** Opening Data shown block **

PR #534, opened 2024-10-28
noninteractive-tradefed: enable skipping of internet access check

liuyq:
For some cases that before the WIFI or ethernet features work on the board,
it would be better to be able to run the cts/vts tests for such devboards too,
regardless of the network related failures.
So adding the INTERNET_ACCESS variable to specify
it it's necessary for the test, default to true
for backwards compatibility

### DIFF
--- a/automated/android/noninteractive-tradefed/tradefed.sh
+++ b/automated/android/noninteractive-tradefed/tradefed.sh
@@ -23,6 +23,9 @@ FAILURES_PRINTED="0"
 AP_SSID=""
 # WIFI AP KEY
 AP_KEY=""
+# default to set the wifi(when required) and check the internet when not specified or set to true
+# which means it needs to specify explicitly to false to not check the internet access
+INTERNET_ACCESS="true"
 
 check_internet_access() {
     if [ -n "${AP_SSID}" ] && [ -n "${AP_KEY}" ]; then
@@ -75,11 +78,11 @@ check_internet_access() {
 }
 
 usage() {
-    echo "Usage: $0 [-o timeout] [-n serialno] [-c cts_url] [-t test_params] [-p test_path] [-r <aggregated|atomic>] [-f failures_printed] [-a <ap_ssid>] [-k <ap_key>]" 1>&2
+    echo "Usage: $0 [-o timeout] [-n serialno] [-c cts_url] [-t test_params] [-p test_path] [-r <aggregated|atomic>] [-f failures_printed] [-a <ap_ssid>] [-k <ap_key>] [ -i [true|false]]" 1>&2
     exit 1
 }
 
-while getopts ':o:n:c:t:p:r:f:a:k:' opt; do
+while getopts ':o:n:c:t:p:r:f:a:k:i:' opt; do
     case "${opt}" in
         o) TIMEOUT="${OPTARG}" ;;
         n) export ANDROID_SERIAL="${OPTARG}" ;;
@@ -90,6 +93,7 @@ while getopts ':o:n:c:t:p:r:f:a:k:' opt; do
         f) FAILURES_PRINTED="${OPTARG}" ;;
         a) AP_SSID="${OPTARG}" ;;
         k) AP_KEY="${OPTARG}" ;;
+        i) INTERNET_ACCESS="${OPTARG}" ;; # if check the internet access
         *) usage ;;
     esac
 done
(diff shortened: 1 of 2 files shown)


automated/android/noninteractive-tradefed/tradefed.sh
```diff
@@ -23,13 +23,17 @@ FAILURES_PRINTED="0"
 AP_SSID=""
 # WIFI AP KEY
 AP_KEY=""
+# default to set the wifi(when required) and check the internet when not specified or set to true
+# which means it needs to specify explicitly to false to not check the internet access
```
bhcopeland, line 27: # By default, WiFi setup and internet access checks are enabled (INTERNET_ACCESS="true").
# To disable internet access checks, set INTERNET_ACCESS="false"

automated/android/noninteractive-tradefed/tradefed.sh
```diff
@@ -82,31 +87,33 @@ if [ -e "${TEST_PATH}/testcases/vts/testcases/kernel/linux_kselftest/kselftest_c
...
+        # try to connect to wifi with the external AdbJoinWifi apk from
+        # https://github.com/steinwurf/adb-join-wifi
+        # if AP_SSID and AP_KEY are not specified for this tradefed test action
+        adb_join_wifi "${AP_SSID}" "${AP_KEY}"
+    fi
 
-# wait for a while till the wifi connecting operation finished
-sleep 60
+    # wait for a while till the wifi connecting operation finished
+    sleep 60
```
bhcopeland, line 103: white space

automated/android/noninteractive-tradefed/tradefed.sh
```diff
@@ -82,31 +87,33 @@ if [ -e "${TEST_PATH}/testcases/vts/testcases/kernel/linux_kselftest/kselftest_c
...
+    if adb shell 'ping -c 10 '"${SERVER}"'; echo exitcode: $?' | grep -q "exitcode: 0"; then
+        report_pass "network-available"
+    else
+        report_fail "network-available"
+        # print more debug information
+        adb shell ip address || true
+        adb shell ping -c 10 8.8.8.8 || true
+        # to be caught by the yaml file
+        exit 100
+    fi
```
bhcopeland, line 116: Maybe it would make sense here to have "BACKUP_SERVER" variable? 

BACKUP_SERVER="8.8.8.8"

and then

if adb shell "ping -c 5 ${SERVER}" > /dev/null 2>&1; then
....
else
    if adb shell "ping -c 5 ${BACKUP_SERVER}" > /dev/null 2>&1; then
...
else
<debug info>

automated/android/noninteractive-tradefed/tradefed.sh
liuyq: Thanks!

automated/android/noninteractive-tradefed/tradefed.sh
liuyq: hmm, It's white space here on my local side. Or you mean to change to use tab?

automated/android/noninteractive-tradefed/tradefed.sh
liuyq: ping 8.8.8.8 is to check if there is any DNS issue in the lab. When ping www.google.com failed, but ping 8.8.8.8 passed, then it means there is some DNS issue in the lab, but it's still the network failure.

bhcopeland: Thanks Yongqin. Sorry wasn't clear, I meant to use DNS_TEST_SERVER or BACKUP_SERVER as a variable at the top. I would also add some additional debug info in, when it does fail. Something like this:

```
SERVER="www.google.com"
DNS_TEST_SERVER="8.8.8.8"

info_msg "device-${ANDROID_SERIAL}: Checking network connectivity by pinging ${SERVER}..."

# Try pinging www.google.com first
if adb shell "ping -c 10 ${SERVER}" > /dev/null 2>&1; then
    report_pass "network-available"
else
    info_msg "Ping to ${SERVER} failed, testing DNS by pinging ${DNS_TEST_SERVER}..."

    # If ping to 8.8.8.8 succeeds, it's likely a DNS issue
    if adb shell "ping -c 10 ${DNS_TEST_SERVER}" > /dev/null 2>&1; then
        report_fail "network-available: DNS issue detected"
        
        # DNS-specific debug information
        info_msg "DNS resolution issue suspected; gathering DNS configuration information..."
        adb shell getprop | grep dns || true  # Display DNS settings

    else
        report_fail "network-available: general network failure"
        
        # General network debug information
        info_msg "Network connectivity issue detected; gathering debug information..."
        adb shell ip address || true
        adb shell route || true
        adb shell ifconfig || true
    fi
    
    # Exit with error to trigger YAML file handling
    exit 100
fi

```

liuyq: thanks, that looks really good, let's submit it as another PR instead of being mixed here.

roxell:
@liuyq what would happen if you just dropped "exit 100"?
Then the suite would be running if the network isn't up.

liuyq:
> @liuyq what would happen if you just dropped "exit 100"? Then the suite would be running if the network isn't up. 

For most of the cases, it's expected to run the tests with the internet access. And for such cases if there is any reason the network is not available, the tests would be run without the internet access and report many confusing failures, which is something we want to avoid. Thus the network check is added here. 

For some special cases, we have to run tests without the network support, that's the purpose of this PR, and the existing network check logic should not be broken.

roxell (approved):

roxell:
Thank you @liuyq for your work.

** Closing Data shown block **

## Exercise instructions
Count how many lines above include the word "white" and answer with that figure only.

## Worked solution
2